Blog article
With phishing and spoofing attacks on the rise and client trust being hard to earn (and keep), ensuring that your company’s customers only receive trustworthy, legitimate emails is crucial.
Enter Brand Indicators for Message Identification (BIMI), which, when combined with Domain-based Message Authentication, Reporting, and Conformance (DMARC), can help your business achieve this.
DMARC lessens the chance of your domain experiencing a successful spoofing attack. It does this by providing instructions to receiving email servers on how to handle emails that fail authentication checks.
Organizations require a DMARC policy of p=quarantine or p=reject before implementing BIMI, a standard used by companies to enhance customer trust by verifying the authenticity of their emails.

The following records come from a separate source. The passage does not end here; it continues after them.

Issue #5872, opened 2021-06-25
Unread messages marker always at bottom of viewport when initially switching


PVince81:
## Steps to reproduce
1. Open talk
2. Open a conversation that contains unread messages
3. Wait

### Expected behaviour
Scrolls down automatically to the unread messages marker, and the marker appears mostly at the top of the viewport.

### Actual behaviour
Unread marker appears at the bottom of the viewport and the user must scroll down.

## Talk app

**Talk app version:** 12.0.0 af58b3100dcde68c9c4affab371a99aec5a78a9d

## Analysis

This issue is revealed by the change from yesterday: https://github.com/nextcloud/spreed/pull/5863

The order is now as follows:

1. get old messages
2. scroll to read message marker
3. get new messages / look for new messages long poll

It appears that the "old" messages are not from the last message ever in the conversation but they start at the read marker: https://github.com/nextcloud/spreed/blob/master/src/components/MessagesList/MessagesList.vue#L454

This logic might have worked in the past when we did not have the marker. One thing to try is to change the "first known message" to be the `lastMessage.id` from the conversation. This way `getOldMessages` would simply load "all" the messages before polling for new ones.

PVince81:
PR here: https://github.com/nextcloud/spreed/pull/5873

PR #5873, opened 2021-06-25
Fix initial scroll of unread messages marker

PVince81:
For the initial scroll to work, the first call to getOldMessages must
fetch messages beyond the read marker itself. Otherwise the marker will
appear at the bottom of the screen as there aren't any new messages yet
until `lookForNewMessages` runs.

Fixes https://github.com/nextcloud/spreed/issues/5872

Tests with conversation that has a lot of new unread messages:

- [x] marker at top of viewport when switching to conversation after an **initial page load**
- [x] marker at top of viewport when switching back to a conversation after having been in the conversation before

### DIFF
--- a/src/components/MessagesList/MessagesList.vue
+++ b/src/components/MessagesList/MessagesList.vue
@@ -447,6 +447,7 @@ export default {
 					token: this.token,
 					id: this.conversation.lastReadMessage,
 				})
+
 				if (this.$store.getters.getFirstKnownMessageId(this.token) === null) {
 					// first time load, initialize important properties
 					this.$store.dispatch('setFirstKnownMessageId', {
@@ -458,18 +459,31 @@ export default {
 						id: this.conversation.lastReadMessage,
 					})
 
-					// get history + new messages
+					// get history before last read message
 					await this.getOldMessages(true)
+					// at this stage, the read marker will appear at the bottom of the view port since
+					// we haven't fetched the messages that come after it yet
+					// TODO: should we still show a spinner at this stage ?
 				}
 
-				// focus on next tick to make sure the DOM elements
-				// for known messages are already rendered
-				this.$nextTick(() => {
-					this.scrollToFocussedMessage()
-				})
+				let hasScrolled = false
+				// if lookForNewMessages will long poll instead of returning existing messages,
+				// scroll right away to avoid delays
+				if (this.$store.getters.getLastKnownMessageId(this.token) === this.conversation.lastMessage.id) {
+					hasScrolled = true
+					await this.$nextTick(() => {
+						this.scrollToFocussedMessage()
+					})
+				}
 
 				// get new messages
 				await this.lookForNewMessages()
+
+				// don't scroll if lookForNewMessages was polling as we don't want
+				// to scroll back to the read marker after receiving new messages later
+				if (!hasScrolled) {
+					this.scrollToFocussedMessage()
+				}
 			} else {
 				this.$store.dispatch('cancelLookForNewMessages', { requestId: this.chatIdentifier })
 			}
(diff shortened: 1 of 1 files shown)


PVince81:
with a bit of luck this change will also make conversation switching feel even faster because now the new unread messages are loaded right away in the first call instead of waiting for the second one.
it also means one less server call: instead of "getOldMessages", "lookForNewMessages->returns directly", "lookForNewMessages->long poll" it becomes "getOldMessages", "lookForNewMessages->long poll"

nickvergessen:
PRs against master are now "23"

src/components/MessagesList/MessagesList.vue
```diff
@@ -451,14 +451,14 @@ export default {
 					// first time load, initialize important properties
 					this.$store.dispatch('setFirstKnownMessageId', {
 						token: this.token,
-						id: this.conversation.lastReadMessage,
+						id: this.conversation.lastMessage.id,
```
nickvergessen, line 454: this feels very wrong. the lastMessage does not have to do anything with the reading status?

So when there are "more" messages you don't start at the readmarker anymore?

PVince81: yes.

imagine a conversation that exists on the server:
- message A
- message B
- unread marker
- message C
- message D

Previously, when calling getOldMessages it would only retrieve message A and message B.
then lookForNewMessages would right away fetch message C and message D, as they already exist.

With the new behavior, getOldMessages will fetch all messages A to D, so lookForNewMessages can start polling right away. There's no point in having to wait for lookForNewMessages to fetch the "old" messages C and D.

Or did you have something else in mind ?
-

nickvergessen: imagine a conversation that exists on the server:

* message A
* message B
* unread marker
* message 1
* …
* message 300

getOldMessages only gets 200 messages. so you will get message 100-300 you are far of your readmarker and the first read message is not even loaded, so you don't know

PVince81: hmmm, should we then set firstKnown to be the unread marker but keep lastKnown to be the last message ? (or the other way around, not sure about the order)

nickvergessen: That will break everything.

the "known" are the loaded ones. if you set a gap in there it will not load those messages ever. If you make them overlap you will load the messages between twice.

PVince81:
temp test plan while still debugging, I've pushed a WIP with log statements.

1. Create two conversations "first" and "second" as Alice and invite Bob in both
2. Open converstion "second" as Alice
2. Open a second browser for Bob
3. As Bob, open "first"
4. Quickly type messages: "---", 1, 2, 3, 4, and count up to 20 or more, one number per message
5. As Alice while still on "second", refresh the page
6. As Alice, open "first": **this tests the initial load and scroll**
7. Wait for unread marker to appear above the "---" message: the viewport should be scrolled so that the marker is visible
8. As Alice, Switch to "second" again
9. As Bob, type another set of messages "---", 1, 2, 3, 4, ... 20
10. As Alice, wait for the conversation list to refresh and display the unread messages counter
11. As Alice, switch to "first" again: **this tests the scroll when we already had old messages in the store**
12. Wait for unread marker to appear above the "---" message: the viewport should be scrolled so that the marker is visible
13. Scroll down a tiny bit but not to the bottom
14. Create and switch to a new tab in Alice's browser to trigger the blur/focus event, wait for two seconds
15. Go back to the former tab and wait two seconds
16. Read marker should have moved down to the top of the viewport a few messages further down from the previous marker position: **this tests the read marker movement when switching away**
17. Scroll down to bottom
18. Go back to the empty second tab and wait two seconds
19. Go back to the former tab from Alice and wait two seconds
20. Read marker should have disappeared, the conversation is marked as read: **this tests read marker disappearance when scrolled to bottom**

src/components/MessagesList/MessagesList.vue
PVince81: I've reverted this back and have pushed an alternative approach

PVince81:
The new approach seems to work but has a tiny glitch: the initial conversation load has the read marker at the bottom and it stays there until `lookForNewMessages` finishes. I think we had that already in previous iterations and might not be that bad.
If bad we could either try to:
- add a loading spinner below
- or add a spinner on the whole viewport
- and/or smooth scroll to the new marker position after its update

nickvergessen (approved):

PR #5881, opened 2021-06-25
Add a debug command to generate an arbitrary number of chat message

nickvergessen:


PVince81 (approved):
:+1:

danxuliu (approved):
Tested and works :+1: 

I would prefer not to add debug code along with the normal code. But... this looks handy and adding it through a separate app or something like that would be probably overkill, so :+1:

BIMI is an email authentication protocol that goes beyond traditional methods like Sender Policy Framework (SPF), DomainKeys Identified Mail (DKIM), and DMARC. While these standards help verify the sender’s identity by validating the source and integrity of the messages, BIMI adds a visual layer, allowing organizations to display their registered trademark logos next to their emails in customers’ inboxes.
BIMI offers many key benefits, including:
You’re probably wondering why DMARC companies care so much about BIMI. The truth is that DMARC protects your domain against impersonation attacks, but it can’t protect against all types of email fraud on its own. BIMI complements DMARC by helping recipients quickly identify authentic messages, enhancing trust, and reducing the effectiveness of phishing attacks that might slip through filtering mechanisms.
Cybercriminals use tactics like Cyrillic characters or Unicode text to create email addresses that seem legitimate but aren’t. BIMI, when combined with DMARC, makes it harder for these threat actors to succeed, providing a dual layer of security: DMARC blocks the fake emails, and BIMI ensures recipients of the email’s authenticity.
Below, we’ve included some examples of how these attacks happen.
In the first example, DMARC tells the receiving server to reject the impersonated email because it’s flagged as illegitimate. This is because the sender’s domain isn’t authorized to send emails on behalf of the actual domain.
In the second example, the attacker uses a lookalike domain that closely resembles the legitimate domain. For instance, they might use ‘sendrnarc.com’ instead of ‘sendmarc.com’. This can trick recipients into thinking the email is authentic, as they might not notice the subtle difference in the address.
The display name attack is particularly dangerous because the recipient might not hover over the sender’s email address to see the actual sender’s address. If the recipient trusts the display name (for example, “Kieran Frost – Sendmarc”), they could open the email without verifying the sender’s address.
As you can see, BIMI is a powerful tool that reassures customers about the authenticity of emails they receive from your business. By adopting BIMI and DMARC, you’re not only defending against impersonation and phishing—you’re also strengthening brand trust, protection, and visibility. This is why the protocol’s growing in adoption; as of June 2024, over 21 000 domains out of the top 10 million have a BIMI record.
BIMI implementation can be a complex process compared to other protocols, but it makes up by complementing your organization’s existing email security measures. It’s a smart move to enhance trust, the foundation of many customer relationships.